Methods for Fish Biology

Chapter 14: Stress and Acclimation

Gary A. Wedemeyer, Bruce A. Barton, and Donald J. Mcleay

doi: https://doi.org/10.47886/9780913235584.ch14

The physiological systems of fishes can be severely challenged or “stressed” by a variety of biological, chemical, and physical factors. Knowledge of the tolerance limits for acclimation to the single or cumulative effects of such biotic and abiotic stress factors is an important part of the data base for species-habitat relationships needed for effective fishery resource management. The solution of problems ranging from prediction of the tolerance fish will have for proposed habitat alterations to evaluation of the effects on fish health exerted by modern intensive fish culture depends on such information.

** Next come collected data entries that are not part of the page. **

PR #2724, opened 2026-08-25
fix(policies): read a batched observation.state through both ProtoMotions conventions

cagataycali:
## Problem

`ProtoMotionsPolicy._pack_by_name` offers three observation conventions, and **two of them read the same key**, `observation.state`:

- **convention 1** pairs it with a `state_keys` list supplied on the observation - the first shape `get_actions`'s own docstring documents;
- **convention 3** pairs it with the policy's `_robot_state_keys`, populated at construction and refreshed by `set_robot_state_keys`.

Both index the array positionally, so both need it flat. Only convention 3 flattened it. A runtime that batches its state feeds `(1, D)` rather than `(D,)` - the shape LeRobot's `AddBatchDimensionObservationStep` produces, and which `embodiment.py` deliberately creates so `observation.state` batches alongside image tensors - so **adding the documented `state_keys` list turned a readable observation into a dead end**.

Measured through the public `get_actions`, four cells over one 29-value pose (a stub session echoes the resolved `current_dof_pos`, so the returned joint targets *are* the state the policy read):

| `observation.state` | `state_keys` on obs | convention | before | after |
|---|---|---|---|---|
| `(29,)` | absent | 3 | resolved | resolved |
| `(29,)` | present | 1 | resolved | resolved |
| `(1, 29)` | absent | 3 | resolved | resolved |
| `(1, 29)` | **present** | **1** | **`TypeError: only length-1 arrays can be converted to Python scalars`** | resolved |

The failure names neither the key, the shape nor a remedy, it comes from `float()` deep inside the pack loop, and `TypeError` is outside `get_actions`'s declared `Raises` (`RuntimeError`, `KeyError`). The same asymmetry rejects a nested list and a `(D, 1)` column, and rejects a `(1, 29)` torch tensor - measured - which is what a torch pipeline hands over.

## Change

`observation.state` is read and flattened **once**, ahead of every convention, instead of inside one branch:

```python
raw_state = obs.get("observation.state")
state_arr = None if raw_state is None else np.asarray(raw_state, dtype=np.float32).reshape(-1)
```

Convention 3's branch-local `np.asarray(...).reshape(-1)` is removed, so there is a single normalization with two readers rather than two copies that can drift. Net `+13 / -4` in `strands_robots/policies/protomotions/policy.py`. Behaviour for an already-flat state is unchanged - the three cells that resolved before still return byte-identical vectors.

`observation.state: None` still falls through to the per-joint convention, and a `state_keys` list missing a joint still refuses by name; both are pinned.

Unitree G1 (`mujoco_menagerie`) posed from the joint targets `get_actions` returns, rendered headless with EGL. The tracker session is stubbed to echo the joint positions it was handed, so **each rendered pose is the observation the policy read**. One free camera (azimuth 140, elevation -12) and one headlight setting for every panel; panel 2 has no pose to draw because `get_actions` raised before a target existed.

ProtoMotions batched observation.state

Panel 1 and panel 3 joint-target vectors are byte-identical (`np.array_equal` over 29 `float32`), equal to the pose fed in, and their 497x221x3 renders are byte-identical too. Both panels are verified embedded verbatim in the figure by searching for their paste offset and comparing arrays.

## Tests

`tests/policies/protomotions/test_observation_state_reads_the_same_through_every_convention.py`, 22 tests. The regression is a **derived grid**: four spellings of one state vector (flat, batched row, column, nested list) crossed with both conventions, each driven through the public `get_actions` and required to return the same vector. Reverting the fix fails 6 of them, including `test_a_batched_state_is_readable_with_the_documented_key_list`.

Two premises keep the grid from grading itself: the spellings really do differ in shape (three distinct shapes over four spellings, all carrying the same values), and the two conventions are **distinguishable** - with a reversed `state_keys` list on the obs the two readers give different answers, so the assertion names which one ran.

Two structural tests pin the *placement*, because a per-branch copy is how the readers drifted apart: `state_arr` is assigned exactly once and that assignment carries the flattening, and the flattening precedes every convention branch. They are load-bearing rather than decorative - the mutation that fixes the behaviour by adding `reshape(-1)` to convention 1's own copy fires exactly those two and nothing else.

### Break table

| mutation | tests fired |
|---|---|
| control (unmutated) | 0 |
| revert the fix | 6 |
| `reshape(-1)` added to convention 1's own copy instead | 2 (both structural) |
| shared normalization drops `reshape(-1)` | 9 |
| convention 1 indexes the raw value | 4 |
| convention 3 reads positionally, not by name | 2 |
| convention 2's refusal drops the hit count | 1 |
| a no-op second `state_arr` binding in convention 1 | 1 |
| normalization moved below convention 1 | 6 |
| docstring paragraph removed, code kept | 0 |

Nine mutations, nine distinct firing sets, control clean. The last row is an honest zero: nothing grades that prose.

### Coverage

Both `observation.state` readers were entirely uncovered before this, which is why the asymmetry survived. `strands_robots/policies/protomotions/policy.py` goes **80% -> 90%** (38 -> 20 uncovered statements) in the full suite; repo total 95.71% -> 95.74%. The 20 that remain are the `onnxruntime` session lifecycle (`404-431`), three alternate extract routes, and the four `fill` fallbacks that no call site reaches (`_extract_dof_pos` / `_extract_dof_vel` both leave `fill` at its default).

## Gate

- `ruff check` + `ruff format --check` clean over `strands_robots tests tests_integ` (1542 files).
- `mypy strands_robots tests tests_integ`: **24 errors on this branch and 24 on a pristine `main` worktree**, normalized message sets byte-identical, none in the changed files.
- Full suite, `mujoco` 3.5.0 (the declared floor) with `lerobot` 0.6.2 from source: base `29 failed, 38186 passed, 309 skipped, 24 errors` -> branch `29 failed, 38208 passed, 309 skipped, 24 errors`. **+22 passed, exactly the new tests**, and the 54 failing/erroring ids are identical in both directions (`comm` empty both ways). 44 of the 54 need `awsiot` (the `[mesh-iot]` extra); the other 10 are pre-existing environment artifacts - `lerobot`-from-source `encode()` drift, `strands-robots` package metadata absent when running from a source tree, and a stale `/tmp` dataset - and are unchanged by this branch.

### DIFF
--- a/changelog.d/2724-protomotions-batched-observation-state.md
+++ b/changelog.d/2724-protomotions-batched-observation-state.md
@@ -1,0 +1,14 @@
+### Fixed
+
+- **policies/protomotions**: a batched `observation.state` now resolves through
+  every observation convention `ProtoMotionsPolicy` accepts. `_pack_by_name`
+  reads that one key from two of its three conventions - paired with a
+  `state_keys` list supplied on the observation, and paired with the policy's own
+  `_robot_state_keys` - and both index the array positionally, but only the
+  second flattened it first. A `(1, D)` state, the shape LeRobot's
+  `AddBatchDimensionObservationStep` produces, therefore resolved without the key
+  list and died with it: `get_actions` raised `TypeError: only length-1 arrays
+  can be converted to Python scalars`, a message naming neither the key, the
+  shape nor a remedy, and a type outside its own documented `Raises`. The
+  flattening now happens once, ahead of every convention, so the two readers
+  cannot disagree about the same observation.
--- a/strands_robots/policies/protomotions/policy.py
+++ b/strands_robots/policies/protomotions/policy.py
@@ -512,16 +512,26 @@ class ProtoMotionsPolicy(Policy):
         """Pack per-joint values from the obs dict in canonical joint order.
 
         Tries three obs conventions in order:
-        1. ``observation.state`` as a flat array + a matching ``state_keys``.
+        1. ``observation.state`` plus a matching ``state_keys`` list on ``obs``.
         2. Per-joint keys ``<name><suffix>`` directly on ``obs``.
         3. A single ``observation.state`` array whose ordering matches
            ``self._robot_state_keys`` (set via :meth:`set_robot_state_keys`).
+
+        ``observation.state`` is flattened before either convention indexes it,
+        so a batched ``(1, D)`` state reads identically to a flat ``(D,)`` one.
         """
+        # ``observation.state`` is read by conventions 1 and 3 below, and both
+        # index it positionally, so it is normalized once here rather than in
+        # each branch. A runtime that batches the state feeds ``(1, D)`` -
+        # LeRobot's own ``AddBatchDimensionObservationStep`` does exactly that -
+        # and flattening in only one branch made the two conventions disagree
+        # about the same observation.
+        raw_state = obs.get("observation.state")
+        state_arr = None if raw_state is None else np.asarray(raw_state, dtype=np.float32).reshape(-1)
+
         # 1. observation.state + explicit joint-key list on obs.
-        state_arr = obs.get("observation.state")
         keys_list = obs.get("state_keys")
         if state_arr is not None and keys_list is not None:
-            state_arr = np.asarray(state_arr, dtype=np.float32)
             out = np.zeros(self._config.num_dofs, dtype=np.float32)
             for i, name in enumerate(self._config.joint_names):
                 key = name + suffix
@@ -552,7 +562,6 @@ class ProtoMotionsPolicy(Policy):
 
         # 3. observation.state matches self._robot_state_keys order.
         if state_arr is not None and self._robot_state_keys:
-            state_arr = np.asarray(state_arr, dtype=np.float32).reshape(-1)
             out = np.zeros(self._config.num_dofs, dtype=np.float32)
             for i, name in enumerate(self._config.joint_names):
                 key = name + suffix
--- a/tests/policies/protomotions/test_observation_state_reads_the_same_through_every_convention.py
+++ b/tests/policies/protomotions/test_observation_state_reads_the_same_through_every_convention.py
@@ -1,0 +1,284 @@
+"""Every ``observation.state`` spelling resolves to the same G1 pose.
+
+:meth:`ProtoMotionsPolicy._pack_by_name` offers three observation conventions
+and two of them read the same key, ``observation.state``: convention 1 pairs it
+with a ``state_keys`` list supplied on the observation, convention 3 pairs it
+with the policy's own ``_robot_state_keys``. Both index the array positionally,
+so both need it flat -- and a runtime that batches its state feeds ``(1, D)``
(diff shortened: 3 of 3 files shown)


yinsong1986 (approved):
## Summary

Hoists the `observation.state` flatten in `ProtoMotionsPolicy._pack_by_name` out of convention 3's branch to a single normalization ahead of every convention, so a batched `(1, D)` state (the shape LeRobot's `AddBatchDimensionObservationStep` produces) resolves identically whether or not the caller also supplies the documented `state_keys` list. Before, convention 1 indexed the un-flattened array and died with an unhelpful `TypeError`. The production change is 3 lines of moved code; the rest is a regression suite driving the public `get_actions` over a spellings-by-conventions grid plus AST pins that keep the normalization single-sourced. No public API, wire format, or persisted schema changes.

## What's good

- Changelog fragment at `changelog.d/2724-protomotions-batched-observation-state.md` per AGENTS.md step 3; no direct `CHANGELOG.md` edit.
- The regression suite compares outputs through the public `get_actions` (behavior, not implementation) and its premise test proves both `observation.state` readers are actually reached, so the parity cells cannot silently grade one code path.
- Verified locally at the head: the full `tests/policies/protomotions/` suite passes (194 tests), `ruff check` and `ruff format --check` clean, no non-ASCII or host paths in the added files, and the docstring/test-naming pinning suites pass.
- The one behavior edge the hoist introduces - an `observation.state` that `np.asarray(..., dtype=np.float32)` cannot convert now refuses before convention 2 (per-joint keys) is tried - only bites an observation that is itself malformed while also carrying a full per-joint spelling, and the same payload already raised whenever `state_keys` was present. Not a realistic caller in the tree.

yinsong1986 (approved):
## Summary

Hoists the `observation.state` normalization in `ProtoMotionsPolicy._pack_by_name` to a single `np.asarray(...).reshape(-1)` ahead of the three convention branches, removing convention 3's branch-local copy, so a batched `(1, D)` state (the shape LeRobot's `AddBatchDimensionObservationStep` produces) resolves identically with and without the documented `state_keys` list. Before, convention 1 indexed the un-flattened array and died in `float()` with a `TypeError` outside `get_actions`'s declared `Raises`; now there is one flatten with two readers instead of two copies that can drift. Verified the head diff against `main` directly: the change is exactly the +13/-4 described, `observation.state: None` still falls through to the per-joint convention, and the short-key-list refusal still names the missing joint by name. The new 22-test module drives the public `get_actions` over a spelling-by-convention grid, pins its own premises (the spellings genuinely differ in shape; the two readers are distinguishable via a reversed key list), and pins the single-sourced placement structurally so a per-branch copy cannot quietly return.

## What's good

- Changelog fragment under `changelog.d/` rather than an edit to `CHANGELOG.md` (AGENTS.md step 3).
- The break table's mutation-by-firing-set analysis, including the honest zero for the docstring-only mutation, makes the test module's claims checkable rather than asserted.
- Scope discipline: the production diff is 13 lines in one method, and the three previously-resolving cells are pinned byte-identical.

It is well known that acute or chronic stress approaching or exceeding the physiological tolerance limits of individual fish will impair reproductive success, growth, resistance to infectious diseases, and survival. If the stress is severe or long-lasting, succeedingly higher levels of biological organization become affected. The cumulative effects of even sublethal stress factors may reduce recruitment to successive life stages and eventually cause populations to decline (Vaughn et al. 1984; Adams et al. 1985).

If terms are not used consistently, stress can be a confusing physiological concept. Stress was originally defined in general terms by Selye (1950) as “the sum of all the physiological responses by which an animal tries to maintain or reestablish a normal metabolism in the face of a physical or chemical force.” More specifically, stress in fish results from biotic or abiotic challenges or forces that extend homeostatic or stabilizing processes beyond their ability to control routine physiological processes (Esch and Hazen 1978). The term “stressor” and “stress factor” should be used to mean the force or challenge that elicits a compensatory physiological response (Pickering 1981). Thus, an environmental or biological challenge (stressor) that is severe enough to cause stress is one that requires a compensating response by a fish, population, or ecosystem. Acclimation may be possible if the compensatory stress response can reestablish a satisfactory relationship between the changed environment and the fish or higher-order biological system. However, the cumulative effects of even sublethal stress factors may eventually lead to deaths even though the factors may not individually exceed physiological tolerance limits (Donaldson 1981; Carmichael 1984; Barton et al. 1986). Thus, the tolerance limits for acclimation to multiple stress factors are determined in part by the cumulative physiological effects of the prior stressors.